Such  ebb tide in investment credits is attributed to banks becoming more cautious amid higher non-performing loan (NPL) regime and private borrowers losing their credit appetite due to multiple anti-business factors, including energy crisis, higher lending costs, exchange-rate shocks, and existing taxation policy which is deemed not investment-friendly.

Data from Bangladesh Bank (BB) on private-sector credit growth, available since 2003, show that the growth has never dropped this low, even during previous financial shocks.

According to the central bank, the private-sector credit growth plummeted to 4.72 per cent by end of March last -- the lowest in the history of Bangladesh. The previous lowest growth recorded in the previous month of February 2026.

In fact, growth in private-sector credits has hovered around single digits since August 2024, reflecting prolonged sluggishness in the $460-billion economy, which is largely private-sector-led.

Seeking anonymity, a BB official says the central bank continues its contractionary monetary policy stance (MPS) with the policy rate kept at 10 per cent as part of inflation-control measures, despite criticism from business circles.

"The higher lending rate, energy crisis and external shocks steaming from the crisis in the Middle East are major reasons behind the plummeting credit demand," the official adds.

He mentions that the half-yearly MPS projection for private-sector credit growth up to June next is 8.50 per cent, but the current growth remains below this target. However, growth could pick up in the last quarter of FY'26.

President of Bangladesh Knitwear Manufacturers and Exporters Association (BKMEA) Mohammad Hatem says entrepreneurs have been battling hard to survive on the market under these prevailing extreme business and investment climate.

He lists multiple factors like ongoing prolonged energy crisis, higher borrowing costs and "anti-business taxation policy" that make survival of the businesspeople difficult.

"Under such circumstances, who dares to think of business expansion? I don't know how the growth (4.72 per cent) has happened and who are the borrowers? Will they be able to repay the loans? I have enough doubt," he says.         

Managing Director and Chief Executive Officer of Mutual Trust Bank (MTB) PLC Syed Mahbubur  Rahman says the volume of opening LCs (letter of credits) has dropped significantly in recent times because of persisting prolonged economic sluggishness.

Because of the plummeting credit appetite from the private sector, he notes, the commercial banks have intensified their concentration on investing in state-secured government securities (treasury bills and bonds) to make some gains amid the ongoing economic slowdown.

The experienced banker thinks the country is basically heading towards stagflation as job creation is not taking place and growth is slowing down while inflationary pressure keeps rising.

"In fact, both internal and external factors are not conducive to investment and business expansion. That is the reason behind the plummeting credit growth," he told The Financial Express.

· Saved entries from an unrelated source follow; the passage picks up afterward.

PR #223, opened 2020-08-28
fix(android): disable touchable view, when user swipes

troZee:
# Summary

close https://github.com/react-native-community/react-native-viewpager/issues/164

## Test Plan

* create list with touchable items 
* check, if touchable items will trigger onPress() when user scrolls

You can checkout on `164` branch and check, if it works.  

| OS      | Implemented |
| ------- | :---------: |
| iOS     |    ❌     |
| Android |    ✅    |

## Checklist

### DIFF
--- a/js/ViewPager.js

Managing Director and CEO of NRBC Bank Dr Md. Touhidul Alam Khan says this prolonged sluggishness is primarily due to the central bank's tight monetary policy, implemented to combat inflation, coupled with elevated commercial lending rates that have dampened borrowing enthusiasm.

Furthermore, he says, a subdued appetite for new industrial investments, exacerbated by broader economic uncertainties and severe liquidity constraints within the banking sector, has significantly curtailed lending capacities.

"These constraints are further compounded by rising non-performing loans and increased government borrowing from commercial banks to finance the budget deficit," says the seasoned banker.

Dr. Khan adds that this sustained decline in credit flow to productive sectors could impede capital-machinery import, stifle manufacturing output, and ultimately jeopardise Bangladesh's broader economic recovery in the current fiscal year.

Director-General of Bangladesh Institute of Bank Management (BIBM) Dr Md. Ezazul Islam thinks private -sector credit growth to the volume of around 5.0 per cent is not bad if it goes to the productive sectors.

"A double-digit growth will bring nothing positive if the money goes to non-productive sector, which would fuel inflation further," he says.

Chairman of Policy Exchange Bangladesh Dr M Masrur Reaz says the private-sector credit growth remains a matter of concern for the country for more than a year but the growth was over 6.0 per cent.

"Now, it dropped below 5.0 per cent. It goes to severe worrying level from concerning level. But the most surprising issue is the lowest growth recorded in the following month after an elected government took the state power following a fair election," he notes.

About the reasons, the economist says Bangladesh under the immediate- past interim government saw scanty reforms activities in streamlining trade and investment ecosystem here.

As a matter of fact, the business environment significantly weakened in recent times and the ongoing crisis in the Middle-Eastern countries worsened the situation further, according to him.